** Extracted information follows **
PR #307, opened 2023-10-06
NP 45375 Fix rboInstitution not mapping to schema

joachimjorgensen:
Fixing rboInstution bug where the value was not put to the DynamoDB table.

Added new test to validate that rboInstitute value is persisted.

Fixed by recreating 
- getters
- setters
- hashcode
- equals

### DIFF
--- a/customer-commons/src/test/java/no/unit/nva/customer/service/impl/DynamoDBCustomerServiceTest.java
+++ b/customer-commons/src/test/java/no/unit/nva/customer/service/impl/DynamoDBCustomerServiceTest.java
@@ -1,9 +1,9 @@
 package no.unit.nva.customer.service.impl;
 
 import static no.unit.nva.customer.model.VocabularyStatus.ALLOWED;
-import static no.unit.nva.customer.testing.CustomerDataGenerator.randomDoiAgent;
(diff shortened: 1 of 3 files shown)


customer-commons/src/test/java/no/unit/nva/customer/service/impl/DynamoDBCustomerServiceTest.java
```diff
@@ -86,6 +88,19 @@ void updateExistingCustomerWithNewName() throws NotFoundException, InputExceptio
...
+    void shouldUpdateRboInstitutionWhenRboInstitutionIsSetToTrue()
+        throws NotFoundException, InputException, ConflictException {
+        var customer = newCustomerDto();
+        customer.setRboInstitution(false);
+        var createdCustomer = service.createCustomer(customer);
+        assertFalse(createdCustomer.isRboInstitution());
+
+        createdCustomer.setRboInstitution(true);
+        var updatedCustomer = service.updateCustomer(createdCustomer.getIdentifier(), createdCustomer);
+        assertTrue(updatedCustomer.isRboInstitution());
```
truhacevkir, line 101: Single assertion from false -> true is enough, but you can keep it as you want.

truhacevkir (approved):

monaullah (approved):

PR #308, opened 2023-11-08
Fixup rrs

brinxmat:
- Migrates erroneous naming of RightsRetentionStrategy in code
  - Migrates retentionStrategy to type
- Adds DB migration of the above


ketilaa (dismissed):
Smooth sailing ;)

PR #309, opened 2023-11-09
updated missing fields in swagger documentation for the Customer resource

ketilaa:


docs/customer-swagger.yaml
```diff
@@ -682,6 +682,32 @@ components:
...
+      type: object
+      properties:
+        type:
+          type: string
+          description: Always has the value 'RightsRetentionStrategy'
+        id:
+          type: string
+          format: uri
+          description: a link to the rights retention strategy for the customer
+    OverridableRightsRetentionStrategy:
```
** End of Extracted information **
** Extracted information follows **
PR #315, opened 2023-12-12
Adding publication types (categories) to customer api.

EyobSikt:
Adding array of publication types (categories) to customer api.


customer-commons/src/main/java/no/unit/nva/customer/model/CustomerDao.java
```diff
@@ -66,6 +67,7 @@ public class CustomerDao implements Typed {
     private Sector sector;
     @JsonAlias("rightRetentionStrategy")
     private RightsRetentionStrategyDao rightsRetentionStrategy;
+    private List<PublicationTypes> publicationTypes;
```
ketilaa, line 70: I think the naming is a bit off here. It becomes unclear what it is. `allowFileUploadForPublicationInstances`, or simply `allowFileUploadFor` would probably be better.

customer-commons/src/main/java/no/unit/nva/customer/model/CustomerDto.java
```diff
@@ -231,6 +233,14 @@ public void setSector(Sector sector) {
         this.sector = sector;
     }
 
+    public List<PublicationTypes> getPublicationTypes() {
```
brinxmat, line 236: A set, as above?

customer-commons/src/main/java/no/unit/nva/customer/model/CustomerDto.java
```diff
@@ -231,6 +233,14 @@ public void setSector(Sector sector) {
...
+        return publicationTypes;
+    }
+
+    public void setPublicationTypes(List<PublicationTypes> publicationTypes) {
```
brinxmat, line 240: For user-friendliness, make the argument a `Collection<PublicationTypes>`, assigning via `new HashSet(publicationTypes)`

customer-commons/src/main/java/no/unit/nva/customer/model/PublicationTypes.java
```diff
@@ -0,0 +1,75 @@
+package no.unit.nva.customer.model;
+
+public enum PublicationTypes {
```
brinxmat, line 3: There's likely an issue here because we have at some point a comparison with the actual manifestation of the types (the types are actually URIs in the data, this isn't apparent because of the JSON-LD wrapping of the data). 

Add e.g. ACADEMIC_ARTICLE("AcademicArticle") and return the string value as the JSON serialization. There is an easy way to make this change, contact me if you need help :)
** End of Extracted information **
Task objective: Show all lines in the records above that hold "model".

Response to this task:
 import static no.unit.nva.customer.model.VocabularyStatus.ALLOWED;
customer-commons/src/main/java/no/unit/nva/customer/model/CustomerDao.java
customer-commons/src/main/java/no/unit/nva/customer/model/CustomerDto.java
customer-commons/src/main/java/no/unit/nva/customer/model/CustomerDto.java
customer-commons/src/main/java/no/unit/nva/customer/model/PublicationTypes.java
+package no.unit.nva.customer.model;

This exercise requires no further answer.